# Revisiting Hallucination Detection Through The Lens Of Effective Ranks


## Installation Guide


To install Python with all necessary dependencies, we recommend the use of conda


```
conda-env update -f environment.yaml
conda activate effective_rank
export USER="root"
export HF_HOME=/root/autodl-tmp/huggingface
export WANDB_BASE_URL="https://api.bandw.top"
huggingface-cli login
```

For all tasks except BioASQ, the dataset is downloaded automatically from the Hugging Face Datasets library upon first execution, while BioASQ needs to be [downloaded](http://participants-area.bioasq.org/datasets) manually and stored at `$SCRATCH_DIR/$USER/code/data/bioasq/training11b.json`

Our experiments rely on [wandb](https://wandb.ai/) to log and save individual runs.
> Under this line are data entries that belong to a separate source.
PR #2665, opened 2022-09-07
Modernize random_color_transform

arrufat:
Just a small PR to modernize `random_color_transform` a bit:
- use `initializer_list` for `std::max`: I really like this.
- use `const` where possible
- use `static_cast` instead of C-style cast

I have run a small benchmark, but I couldn't find any speed difference, both implementations take about 0.0128127±0.00387623 ms to create a `random_color_transform`.

### DIFF
--- a/dlib/image_transforms/random_color_transform.h
+++ b/dlib/image_transforms/random_color_transform.h
@@ -23,44 +23,44 @@ namespace dlib
             const double color_magnitude = 0.2
         )
         {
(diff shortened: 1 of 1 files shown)


arrufat:
After removing the temporary variables, the creation time went down to 0.0123832±0.00326704 ms.
But I am not sure I am measuring just noise here...

davisking:
Thanks, looks good :)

While wandb will be installed automatically with the above conda script, you may need to log in with your wandb API key upon initial execution.

Our experiments rely on Hugging Face for all LLM models and most of the datasets. It may be necessary to set the environment variable HUGGING_FACE_HUB_TOKEN to the token associated with your Hugging Face account. Further, it may be necessary to apply for access to use the official repository of Meta's LLaMa-2 models.

## Demo

Execute

```
python run.py --model_name=Llama-2-7b-chat --dataset=trivia_qa
```

to reproduce results for LLaMa-2 Chat (7B) on the TriviaQA dataset. The baseline results will also be provided after all responses have been generated.


## Further Instructions


### Repository Structure

We here give an overview of the various components of the code.

By default, a standard run executes the following three scripts in order:

* `run.py`: Sample responses (and their likelihods/hidden states) from the models for a set of input questions.
* `compute_uncertainty_measures.py`: Compute uncertainty metrics given responses.
* `analyze_results.py`: Compute aggregate performance metrics given uncertainties.

## Acknowledgements

Our implementation of semantic entropy calculation is built upon and inspired by the codebase from [jlko/semantic_uncertainty](https://github.com/jlko/semantic_uncertainty). We thank the authors for making their code publicly available.

We also acknowledge the foundational work presented in the paper **"Detecting Hallucinations in Large Language Models Using Semantic Entropy"**. Their formulation of semantic entropy provided significant inspiration for our approach to quantifying uncertainty in model generations.

While our work adapts and integrates these components into a broader framework for a different application, we are grateful for the clarity and quality of the original research and code, which greatly facilitated our development process.